Saved data entries:
⁂

PR #2245, opened 2022-09-06
Multi power domain ODB Support

ahmadelrouby:
- Added limited support for reading UPF commands in OpenROAD.
- ODB Structures to hold information regarding multi power domains
- TCL interface allowing querying of that information.
- Test case provided for reading upf into odb and querying info.

This is still in the early phases of development and should go through multiple cycles of development.


src/odb/include/odb/db.h
```diff
@@ -9223,6 +9271,116 @@ class dbAccessPoint : public dbObject
...
 };
 
+class dbPowerDomain : public dbObject
+{
+ public:
+  // User Code Begin dbPowerDomainEnums
+  // User Code End dbPowerDomainEnums
+  const char* getName() const;
+
+  void setPowerSwitch(dbPowerSwitch* power_switch);
```
Colin-Holehouse, line 9281: A power domain is not limited to only having one power switch associated with it. It's better to say that there are 0 or more power switches for a given power domain.

Colin-Holehouse (changes requested):
A power domain has 0 or more power switches defined for it, and has 0 or more isolation rules defined for it.

src/odb/include/odb/db.h
```diff
@@ -9223,6 +9271,116 @@ class dbAccessPoint : public dbObject
...
+
+  dbIsolation* getIsolation() const;
+
+  // User Code Begin dbPowerDomain
+  static dbPowerDomain* create(dbBlock* block,
+                               const char* name);
+  static void destroy(dbPowerDomain* pd);
+
+  void addElement(const char* element);
+  std::vector<std::string> getElements();
```
arlpetergadfort, line 9295: Shouldn't this return the list of matching elements?

src/OpenRoad.cc
```diff
@@ -237,6 +239,8 @@ OpenRoad::init(Tcl_Interp *tcl_interp)
   initLogger(logger_, tcl_interp);
   initGui(this); // first so we can register our sink with the logger
   Odbtcl_Init(tcl_interp);
+  Upf_Init(tcl_interp);
+  evalTclInit(tcl_interp, sta::upf_tcl_inits);
```
arlpetergadfort, line 243: Should this be a tool on it's own? ie. with a `MakeUPF()`

src/odb/src/db/dbIsolation.cpp
```diff
@@ -0,0 +1,285 @@
...
+
+void dbIsolation::setIsolationSense(const char* isolation_sense){
+  _dbIsolation* obj = (_dbIsolation*) this;
+  obj->_isolation_sense = strdup(isolation_sense);
+}
+
+void dbIsolation::setLocation(const char* location){
+  _dbIsolation* obj = (_dbIsolation*) this;
+  obj->_location = strdup(location);
+}
```
arlpetergadfort, line 282: the use of `strdu` seems like it would leak if these values get set again

src/OpenRoad.cc
maliberty: I told Ahmad he could fix this in another PR as we already have several cases here that need fixing.

src/odb/src/db/dbIsolation.cpp
maliberty: Using std::string would be better

maliberty:
Please don't add copies of pdk files.  They already exist in the repo and a symlink can be created.  See how rsz/test is setup for an example.

src/odb/src/upf/upf.tcl
```diff
@@ -0,0 +1,189 @@
+############################################################################
+##
+## Copyright (c) 2019, The Regents of the University of California
```
maliberty, line 3: 2022 here and any new files elsewhere

src/odb/src/upf/upf.tcl
```diff
@@ -0,0 +1,189 @@
...
+sta::define_cmd_args "read_upf" { [-file file] }
+proc read_upf { args } {
+    sta::parse_key_args "read_upf" args \
+        keys {-file} flags {}
+
+    source $keys(-file)
+
+}
+
+sta::define_cmd_args "create_power_domain" { name [-elements elements] }
```
maliberty, line 45: Flags should come before positional args (here and elsewhere)

src/odb/src/upf/upf.tcl
```diff
@@ -0,0 +1,189 @@
...
+proc create_power_domain { args } {
+    sta::parse_key_args "create_power_domain" args \
+        keys {-elements} flags {}
+
+    set domain_name [lindex $args 0]
```
maliberty, line 50: Add 
```
sta::check_argc_eq1 "create_power_domain" $args
```
to make sure there is an argument otherwise lindex will generate an error.  Same elsewhere.

src/odb/src/upf/upf.cpp
```diff
@@ -0,0 +1,160 @@
...
+  return dbPowerDomain::create(block, name) != nullptr;
+}
+
+bool upf::update_power_domain(utl::Logger* logger,
+                              dbBlock* block,
+                              const char* name,
+                              const char* elements)
+{
+  dbPowerDomain* pd = block->findPowerDomain(name);
+  if(pd != nullptr) {
```
maliberty, line 57: clang-format

src/odb/src/upf/upf.cpp
```diff
@@ -0,0 +1,160 @@
...
+
+bool upf::update_power_switch_control(utl::Logger* logger,
+                                      dbBlock* block,
+                                      const char* name,
+                                      const char* control_port)
+{
+  dbPowerSwitch* ps = block->findPowerSwitch(name);
+  if(ps == nullptr) return false;
+  ps->addControlPort(control_port);
+  return true;
```
maliberty, line 100: The return values in update functions are ignored in the .i.  I think it would be better to issue a warning message here than put the handling in the caller.  Same with the other updates

src/odb/include/odb/upf.h
```diff
@@ -0,0 +1,96 @@
...
+#include <list>
+#include <string>
+#include <vector>
+
+#include "db.h"
+#include "odb.h"
+
+namespace odb {
+
+class upf
```
maliberty, line 50: With only static functions this is a namespace not a class.

src/odb/src/codeGenerator/schema.json
```diff
@@ -143,6 +143,181 @@
...
     {
       "src":"dbAccessPoint.json"
+    },
+    {
+      "name":"dbPowerDomain",
+      "type":"dbObject",
+      "fields":[
+        {
+          "name":"_name",
+          "type":"char *",
```
maliberty, line 153: We should use std::string rather than char*

maliberty (changes requested):

src/odb/src/codeGenerator/schema.json
maliberty: _name needs to be a char* due to the dbHashTable but the others were converted to std::string

src/odb/include/odb/db.h
maliberty: I'm not sure what you mean here?  Do you mean the associated dbInst?  I think that will come in the future as we flesh out the usage of UPF.

maliberty (approved):
I'm sure there will be a lot of revision to this but hopefully it enables us to start implementing and learning how we need to refine

Colin-Holehouse (approved):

⁂

EXERCISE DETAILS
What lines of the preceding data include the string "values"? Pull them out.

RESULT OF THIS TASK
arlpetergadfort, line 282: the use of `strdu` seems like it would leak if these values get set again
maliberty, line 100: The return values in update functions are ignored in the .i.  I think it would be better to issue a warning message here than put the handling in the caller.  Same with the other updates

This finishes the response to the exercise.